To do ::
Retype all the data word for word.

---------- Provided data ----------

PR #205, opened 2020-01-17
Updating new proto files from dapr repo and fixing the gRPC sample 

### LINKED ISSUE #204: Update Proto files from Dapr runtime for gRPC client
There are new Proto files after multi state stores support , which causes breaking changes in state API.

----------

Output of the exercise ::
PR #205, opened 2020-01-17
Updating new proto files from dapr repo and fixing the gRPC sample 

### LINKED ISSUE #204: Update Proto files from Dapr runtime for gRPC client
There are new Proto files after multi state stores support , which causes breaking changes in state API.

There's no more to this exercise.